Some women may not eat the entire day and binge during an evening meal. Researchers have recently named this the "Night-eating Syndrome." They found that abstinence from food during the day, especially by working women, instills such a hunger when they arrive home that they binge on high-density foods which interrupts their sleep and often leads to stomach distress. On the other hand, some women who refrain from meals during the working day often are too tired to prepare a meal in the evening and munch on low-nutritive foods that don't supply the nutrients and calories they need.
There is no doubt these days that physical activity is beneficial to one's health. While most women are aware of this, there are a few problems.
Many women often complain that they are too tired or don't have the time to exercise. Our convenience-based lifestyle also contributes to low levels of activity.
Conversely, there are many more women who think that more is better. Numerous women do copious amounts of aerobic exercise with the belief that more is better. In many instances, women overly increase their total daily energy deficit, lose precious muscle mass, and wonder why they stop losing weight and feel continually fatigued.
Women fear muscle. Most women these days fear muscle; they "don't want to get big." This is, of course, the most common fallacy I have experienced amongst the female populace. While this fear is partially founded in cultural and sociological influences, it also reveals a lack of realism. Women do not have the same levels of male hormone, the primary hormone that is required for increases in muscle size, and consequently will not gain excessive muscle mass.
Lifting weights historically has been associated with men and big muscles. Interestingly, after women tell me they don't want to get 'big' and they are asked if they want to get stronger, the answer is nearly always, "Yes." Women need to be educated on the benefits of weight training and the favorable changes it can have on the body and the mind. Gaining strength does not require having massive muscles.

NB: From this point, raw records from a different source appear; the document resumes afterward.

PR #2478, opened 2024-09-19
OCM-6053 | feat: Day1 SG support for HCP

hunterkepley:
Supports adding SGs to HCP clusters in day 1

Currently, CS has a disabled feature toggle, so this change allows the feature to work, but it will not work until the toggle is enabled

### DIFF
--- a/cmd/create/cluster/cmd.go
+++ b/cmd/create/cluster/cmd.go
@@ -883,9 +883,21 @@ func run(cmd *cobra.Command, _ []string) {
 
 	// validate flags for cluster admin
 	isHostedCP := args.hostedClusterEnabled
-	if isHostedCP && fedramp.Enabled() {
-		r.Reporter.Errorf("Fedramp does not currently support Hosted Control Plane clusters. Please use classic")
-		os.Exit(1)
+	if isHostedCP {
+		if fedramp.Enabled() {
+			r.Reporter.Errorf("Fedramp does not currently support Hosted Control Plane clusters. Please use classic")
+			os.Exit(1)
+		}
+		if cmd.Flag(securitygroups.InfraSecurityGroupFlag).Changed {
+			r.Reporter.Errorf("Cannot use '%s' flag with Hosted Control Plane clusters, only '%s' is "+
+				"supported", securitygroups.InfraSecurityGroupFlag, securitygroups.ComputeSecurityGroupFlag)
+			os.Exit(1)
+		}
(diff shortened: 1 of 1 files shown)


hunterkepley:
Do not merge until https://gitlab.cee.redhat.com/service/uhc-clusters-service/-/merge_requests/8611 is merged- i believe it will break HCP cluster creation otherwise

cmd/create/cluster/cmd.go
```diff
@@ -2571,20 +2571,23 @@ func run(cmd *cobra.Command, _ []string) {
...
-	getSecurityGroups(r, cmd, isVersionCompatibleComputeSgIds,
-		securitygroups.InfraKind, useExistingVPC, isHostedCP, subnets,
-		subnetIDs, &additionalInfraSecurityGroupIds)
-
 	additionalControlPlaneSecurityGroupIds := args.additionalControlPlaneSecurityGroupIds
-	getSecurityGroups(r, cmd, isVersionCompatibleComputeSgIds,
-		securitygroups.ControlPlaneKind, useExistingVPC, isHostedCP, subnets,
-		subnetIDs, &additionalControlPlaneSecurityGroupIds)
+	if !isHostedCP {
+		getSecurityGroups(r, cmd, isVersionCompatibleComputeSgIds,
```
gdbranco, line 2583: I think you may now need to check if the flag changed for these two sets and return an error to the customer if it is hostedCp

hunterkepley: good catch, will add that along with any other requested changes soon

cmd/describe/cluster/cmd.go
```diff
@@ -743,10 +743,17 @@ Nodes:
...
 	}
+	hasSgsCompute := len(cluster.AWS().AdditionalComputeSecurityGroupIds()) > 0
 	hasSgsControlPlane := len(cluster.AWS().AdditionalControlPlaneSecurityGroupIds()) > 0
 	hasSgsInfra := len(cluster.AWS().AdditionalInfraSecurityGroupIds()) > 0
-	if hasSgsControlPlane || hasSgsInfra {
+	if hasSgsControlPlane || hasSgsInfra || hasSgsCompute {
 		nodeConfig += " - Additional Security Group IDs:\n"
+		if hasSgsCompute {
+			nodeConfig += fmt.Sprintf(
+				"   - Compute:		%s\n",
```
gdbranco, line 753: Oh this is intentionally left out because the customer is supposed to check it from describe machine pool :)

Women want to "tone." Most women do not fully understand what that term means. Since they hear and see it used repeatedly in the media, they think that is what they should be doing: toning. However, most women have no definite conception of what the term means. The term 'toning' is erroneously applied to doing countless repetitions with a sub-maximal weight that does not incrementally challenge the muscle. The weight must be progressively increased for muscles to change and get stronger. Increasing the resistance the muscle must move increases strength or muscle mass.
Many individuals think that circuit-training machines are all that is necessary for weight training. While they have their place for beginners and individuals with physical limitations, most of the machines do not provide compression loading for increasing bone mineral density, which is important for reducing the risk of osteoporosis. Nor do they incorporate instability to increase a person's balance and stability, which is required in most daily activities and sports performance.
Because the free weights are associated with men, many women are unfortunately too intimidated to venture into the free weight area and use free weights. Many men respect the desire and commitment of women who weight train and are generally helpful in imparting advice on exercises.
Sadly, many of these fallacies originate and are perpetuated by the general media. The television and general fitness and health magazines are filled with misinformation and advertisements for gadgets that appeal to a woman's sense of worth and self-image. Diet and exercise books abound that misrepresent research and recommend doing ineffective exercise programs. As well, women don't realize how strong they are and how strong they can be.
It's time for women to break the mold and challenge themselves. This can be accomplished by adopting a sensible program of nutrition and exercise. Favorable changes will appear after a few weeks, but a longtime commitment will insure a healthy and pleasant life.